A group of Brexit voters take turns to host each other for a fish and chip dinner, while having illuminating conversations about the Britain they remember.

‘Of course, in my day you could call them ***** ***** ******* without any of this PC nonsense.’

‘Yes, I remember that, you’d just shout, ‘***** ****** *******’ at one of them, and do you know what? They’d shoot you back a big happy smile.’

‘Oh, I know, I know. But never mind that, these days you can’t even call them a ******* ******* ****** ******, or a **** ******* ***** ****** ***** ****** ****** ******* ****** ***** without some leftie do-gooder jumping down your throat.’

‘I heard the other day they were going to ban flags. Or was it lettuce?’

‘They banned Wednesday last week. Too white apparently.’

‘Who banned it? Was it the *****, the ******, or the ******? I’ll bet it was the fucking *****s?’

‘I went into work the other week dressed like Geri Halliwell from the Spice Girls movie, you know, with that Union Jack dress? And do you know what they did? Bloody sent me home.’

‘You don’t really have the hips for that though, Clive.’

‘Quick question on that subject: which toilet would you have used?’

‘Don’t get me started on that caper, I’ll choke on me bloody takeaway. Perverts.’

‘Course, you’re not allowed to say ‘takeaway’ anymore…’

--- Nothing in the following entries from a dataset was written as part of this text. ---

PR #498, opened 2021-07-01
IC-2016 Referral Send must exclude inactive RAR requirements

mahalrmoj:
Community Api should exclude inactive requirements when deriving the RAR requirement for a CRN sentence during the process of initiating a NSI in Delius. Also, any post request made for an NSI that has duplicates in Delius should result in a 400. The NSIs must be cleaned up in Delius before they can be acted upon.

Fix issues arising in production

**Breaking Changes**
None.

### DIFF
--- a/src/main/java/uk/gov/justice/digital/delius/service/RequirementService.java
+++ b/src/main/java/uk/gov/justice/digital/delius/service/RequirementService.java
@@ -116,7 +116,7 @@ public class RequirementService {
     // In the context of NSI's for interventions, the offender's sentence is the event against which
     // the NSI is created. This sentence is supplied by interventions as part of the "referral sent
     // request". This method takes the sentence and finds any associated requirements and returns one
-    // that has a main category of F - rehab activity requirement. It is invalid for multiple to exist.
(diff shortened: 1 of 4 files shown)


src/main/java/uk/gov/justice/digital/delius/service/RequirementService.java
```diff
@@ -119,10 +119,11 @@ public LicenceConditions getLicenceConditionsByConvictionId(String crn, Long con
     // that has a main category of F - rehab activity requirement. It is invalid for multiple to exist.
```
sldblog, line 119:
```suggestion
    // that has a main category of F - rehab activity requirement. It is invalid for multiple active ones to exist.
```

sldblog (commented):
LGTM, but will defer to code owners

src/main/java/uk/gov/justice/digital/delius/service/RequirementService.java
mahalrmoj: Done

electrified (dismissed):

electrified (approved):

 It’ll Be All White on the Reich

A studio audience, dressed in ‘All Lives Matter’ T-shirts, erupts with riotus laughter as they watch hilarious outtakes of unarmed black people in America being shot dead by police. Followed by a bit of old school comedy genius, with Matt Hancock’s Half Hour. This week, that classic episode, The Press Conference.

Ant and Dec’s Saturday Night Takeaway

An hour of Ant and Dec watching repeats of themselves on TV as they enjoy a Chinese takeaway, which they repeatedly and unapologetically refer to as a ‘ch*nky’. Followed by another episode of White Van Man Der Valk in which the famous working-class British detective tracks down rogue immigrants by pointing at every non-white person he passes in his van and going, ‘There’s another one.’.

Undercover Racist

The white owner of a factory secretly joins his ethnic work-force on the shop-floor for a week, sharing their hardships and agonies, before tearfully announcing to them all on day seven how much he’d gladly send them all back home, if only he didn’t rely on their cheap labour so much.

‘But we’re all from Dudley,’ says the foreman.

‘I’m sorry, I just can’t understand anything you people say,’ he replies.

Followed by Corona Nation Street. Tonight the residents tear down a 5G mast and have an illegal street party to celebrate.

The BreX Factor

Simon Cowell introduces the singing talent show where every contestant has to sing the British national anthem, even though not a single one of them actually knows the words.

Doctor Red-White-and-Blue

This week the Doctor takes the Tardis on holiday to Benidorm, and decries the lack of any decent Bovril.